Your answer needs to include each line of the records in which the string "deprecated" can be found.
BEGIN Data for the task
PR #5486, opened 2023-11-22
Retry fetching out IP DES-118

Serock3:
Add periodic retry for `GetCurrentLocation`.

~~I can not reproduce the original error so I haven't been able to make the new code actually run. We need to see if this fixes the problem, and decide what an appropriate retry interval and max attempts are.~~

I tested by blocking traffic to am.i.mullvad.net, and it seems to work as expected.

- - -
This change is [Reviewable](https://reviewable.io/reviews/mullvad/mullvadvpn-app/5486)

### DIFF
--- a/mullvad-api/src/lib.rs
+++ b/mullvad-api/src/lib.rs
@@ -352,7 +352,7 @@ impl Runtime {
     }
 
     /// Returns a new request service handle
-    pub async fn rest_handle(&mut self) -> rest::RequestServiceHandle {
+    pub async fn rest_handle(&self) -> rest::RequestServiceHandle {
         self.new_request_service(
             None,
             ApiConnectionMode::Direct.into_repeat(),
--- a/mullvad-daemon/src/geoip.rs
+++ b/mullvad-daemon/src/geoip.rs
@@ -1,11 +1,18 @@
+use std::time::Duration;
+
 use futures::join;
 use mullvad_api::{
     self,
+    availability::ApiAvailabilityHandle,
     rest::{Error, RequestServiceHandle},
 };
 use mullvad_types::location::{AmIMullvad, GeoIpLocation};
 use once_cell::sync::Lazy;
+use talpid_core::future_retry::{retry_future, ConstantInterval};
 use talpid_types::ErrorExt;
+
+/// Retry interval for fetching location
+const RETRY_LOCATION_STRATEGY: ConstantInterval = ConstantInterval::new(Duration::ZERO, Some(3));
 
 // Define the Mullvad connection checking api endpoint.
 //
@@ -36,7 +43,32 @@ static MULLVAD_CONNCHECK_HOST: Lazy<String> = Lazy::new(|| {
     host.to_string()
 });
 
-pub async fn send_location_request(
+/// Fetch the current `GeoIpLocation` with retrys
+pub async fn get_geo_location(
+    rest_service: RequestServiceHandle,
+    use_ipv6: bool,
+    api_handle: ApiAvailabilityHandle,
+) -> Option<GeoIpLocation> {
+    log::debug!("Fetching GeoIpLocation");
+    match retry_future(
+        move || send_location_request(rest_service.clone(), use_ipv6),
+        move |result| match result {
+            Err(error) if error.is_network_error() => !api_handle.get_state().is_offline(),
+            _ => false,
+        },
+        RETRY_LOCATION_STRATEGY,
+    )
+    .await
+    {
+        Ok(loc) => Some(loc),
+        Err(e) => {
+            log::warn!("Unable to fetch GeoIP location: {}", e.display_chain());
+            None
+        }
+    }
+}
+
+async fn send_location_request(
     request_sender: RequestServiceHandle,
     use_ipv6: bool,
 ) -> Result<GeoIpLocation, Error> {
--- a/mullvad-daemon/src/lib.rs
+++ b/mullvad-daemon/src/lib.rs
@@ -27,7 +27,7 @@ mod tunnel;
 pub mod version;
 mod version_check;
 
-use crate::target_state::PersistentTargetState;
+use crate::{geoip::get_geo_location, target_state::PersistentTargetState};
 use device::{AccountEvent, PrivateAccountAndDevice, PrivateDeviceEvent};
 use futures::{
     channel::{mpsc, oneshot},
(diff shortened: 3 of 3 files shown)


dlon (commented):
> *[Reviewable](https://reviewable.io/reviews/mullvad/mullvadvpn-app/5486)* status: all files reviewed, 2 unresolved discussions (waiting on @Serock3)

___
*[`mullvad-daemon/src/lib.rs` line 97 at r1](https://reviewable.io/reviews/mullvad/mullvadvpn-app/5486#-NkFgpVt5ghY7Bj6ZMXT:-NkFgpVt5ghY7Bj6ZMXU:bz85efm) ([raw file](https://github.com/mullvad/mullvadvpn-app/blob/645f870cedcf0ae79ec0314d5f67abbb121adce0/mullvad-daemon/src/lib.rs#L97)):*
> ```XML
> /// Retry interval for fetching location
> const RETRY_LOCATION_STRATEGY: ConstantInterval =
>     ConstantInterval::new(Duration::from_secs(2), Some(3));
> ```

The reason for setting the interval to `0` in other cases is that there's also a timeout interval on the REST requests themselves. It's a bit confusing, but that means that it's already only retrying once every few seconds, if the request fails due to a timeout/network error.

So it should be fine do so the same thing here.
___
*[`mullvad-daemon/src/lib.rs` line 1394 at r1](https://reviewable.io/reviews/mullvad/mullvadvpn-app/5486#-NkFgu-31u9CXZgWTqku:-NkFgu-31u9CXZgWTqkv:bzdklp1) ([raw file](https://github.com/mullvad/mullvadvpn-app/blob/645f870cedcf0ae79ec0314d5f67abbb121adce0/mullvad-daemon/src/lib.rs#L1394)):*
> ```XML
>         let use_ipv6 = self.settings.tunnel_options.generic.enable_ipv6;
>         let api_handle = self.api_handle.availability.clone();
>         retry_future(
> ```

We should avoid blocking the daemon from handling further commands here. So it would be better to spawn a new tokio task here and handle the requests there.

Serock3 (commented):
> *[Reviewable](https://reviewable.io/reviews/mullvad/mullvadvpn-app/5486)* status: 0 of 2 files reviewed, 3 unresolved discussions (waiting on @dlon)

___
*[`mullvad-api/src/lib.rs` line 355 at r2](https://reviewable.io/reviews/mullvad/mullvadvpn-app/5486#-NkGHDPT07Bv1ZR-uifM:-NkGHDPT07Bv1ZR-uifN:bl0gmjg) ([raw file](https://github.com/mullvad/mullvadvpn-app/blob/57a1c4ce5535299e3ca659f69d1aa0b6f6adcfd0/mullvad-api/src/lib.rs#L355)):*
> ```XML
> 
>     /// Returns a new request service handle
>     pub async fn rest_handle(&mut self) -> rest::RequestServiceHandle {
> ```

This change is really unrelated, but I snuck it in.
___
*[`mullvad-daemon/src/lib.rs` line 97 at r1](https://reviewable.io/reviews/mullvad/mullvadvpn-app/5486#-NkFgpVt5ghY7Bj6ZMXT:-NkFybsm2bW09LPRHs7G:b-2mcmwx) ([raw file](https://github.com/mullvad/mullvadvpn-app/blob/645f870cedcf0ae79ec0314d5f67abbb121adce0/mullvad-daemon/src/lib.rs#L97)):*

The reason for setting the interval to `0` in other cases is that there's also a timeout interval on the REST requests themselves. It's a bit confusing, but that means that it's already only retrying once every few seconds, if the request fails due to a timeout/network error.

So it should be fine do so the same thing here.
</blockquote></details>

Alright. After some testing it feels like the REST API adds ~5 secs on its own, which should do.

This may be another argument for writing how retrys work (in addition to handling the `Reply-after` header`). The delay timer you give should be respected.
___
*[`mullvad-daemon/src/lib.rs` line 1394 at r1](https://reviewable.io/reviews/mullvad/mullvadvpn-app/5486#-NkFgu-31u9CXZgWTqku:-NkFyHaZ8jKMcb4pzDgX:b-btx1a8) ([raw file](https://github.com/mullvad/mullvadvpn-app/blob/645f870cedcf0ae79ec0314d5f67abbb121adce0/mullvad-daemon/src/lib.rs#L1394)):*

We should avoid blocking the daemon from handling further commands here. So it would be better to spawn a new tokio task here and handle the requests there.
</blockquote></details>

I knew the nested future that I removed had some purpose! Good catch. I have made the RPC non-blocking again, but hopefully with a slightly more readable implementation. I also tested that the daemon remains responsive (through the CLI) while it is performing the retrys.

dlon (commented):
> *[Reviewable](https://reviewable.io/reviews/mullvad/mullvadvpn-app/5486)* status: all files reviewed, 1 unresolved discussion (waiting on @Serock3)

___
*[`mullvad-daemon/src/lib.rs` line 1394 at r1](https://reviewable.io/reviews/mullvad/mullvadvpn-app/5486#-NkFgu-31u9CXZgWTqku:-NkGh8ZpAPGlcZT2n-MM:bg7igkv) ([raw file](https://github.com/mullvad/mullvadvpn-app/blob/645f870cedcf0ae79ec0314d5f67abbb121adce0/mullvad-daemon/src/lib.rs#L1394)):*

I knew the nested future that I removed had some purpose! Good catch. I have made the RPC non-blocking again, but hopefully with a slightly more readable implementation. I also tested that the daemon remains responsive (through the CLI) while it is performing the retrys.
</blockquote></details>

:lgtm: 
___
*[`mullvad-daemon/src/lib.rs` line 1407 at r2](https://reviewable.io/reviews/mullvad/mullvadvpn-app/5486#-NkGhJKz1qxgT_QuB5Le:-NkGhJKz1qxgT_QuB5Lf:bje0qp2) ([raw file](https://github.com/mullvad/mullvadvpn-app/blob/c035bd5b19726e7d08d005fa74b2a2d597c81b63/mullvad-daemon/src/lib.rs#L1407)):*
> ```XML
>         log::debug!("Fetching GeoIpLocation");
>         match retry_future(
>             move || geoip::send_location_request(rest_service.clone(), use_ipv6),
> ```

I wonder if we shouldn't move the retry logic into `geoip`. Just a thought.

Serock3 (commented):
> *[Reviewable](https://reviewable.io/reviews/mullvad/mullvadvpn-app/5486)* status: 1 of 3 files reviewed, 1 unresolved discussion (waiting on @dlon)

___
*[`mullvad-daemon/src/lib.rs` line 1407 at r2](https://reviewable.io/reviews/mullvad/mullvadvpn-app/5486#-NkGhJKz1qxgT_QuB5Le:-NkKGLOeEZ2aP4TH9rwM:bzicnis) ([raw file](https://github.com/mullvad/mullvadvpn-app/blob/c035bd5b19726e7d08d005fa74b2a2d597c81b63/mullvad-daemon/src/lib.rs#L1407)):*

I wonder if we shouldn't move the retry logic into `geoip`. Just a thought.
</blockquote></details>

I agree. I moved the retry logic  to `geoip` and refactored `mullvad-daemon/lib` a bit to make it a bit more concise. The behavior should be the same, but you may have to look at it again.

dlon (approved):
> *[Reviewable](https://reviewable.io/reviews/mullvad/mullvadvpn-app/5486)* status: :shipit: complete! all files reviewed, all discussions resolved

PR #5501, opened 2023-11-25
Set default route MTU when using multihop on Linux

dlon:
This prevents fragmentation when multihop is enabled.

Fix DES-483.

- - -
This change is [Reviewable](https://reviewable.io/reviews/mullvad/mullvadvpn-app/5501)


pinkisemils (approved):
> Reviewed 3 of 5 files at r3, 1 of 1 files at r4.
> *[Reviewable](https://reviewable.io/reviews/mullvad/mullvadvpn-app/5501)* status: all files reviewed, 1 unresolved discussion (waiting on @dlon)

PR #7062, opened 2024-10-24
Add note about Application Guard being deprecated

faern:
As we discussed briefly AFK. Since Microsoft treats Application Guard as deprecated, we see very little value in spending a large effort into fixing it. Instead we should just accept the state of things and recommend users to not use Application Guard.

- - -
This change is [Reviewable](https://reviewable.io/reviews/mullvad/mullvadvpn-app/7062)


raksooo (approved):
> *[Reviewable](https://reviewable.io/reviews/mullvad/mullvadvpn-app/7062)* status: <span>:shipit:</span> complete! all files reviewed, all discussions resolved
END Data for the task
**Solution**:
Add note about Application Guard being deprecated
As we discussed briefly AFK. Since Microsoft treats Application Guard as deprecated, we see very little value in spending a large effort into fixing it. Instead we should just accept the state of things and recommend users to not use Application Guard.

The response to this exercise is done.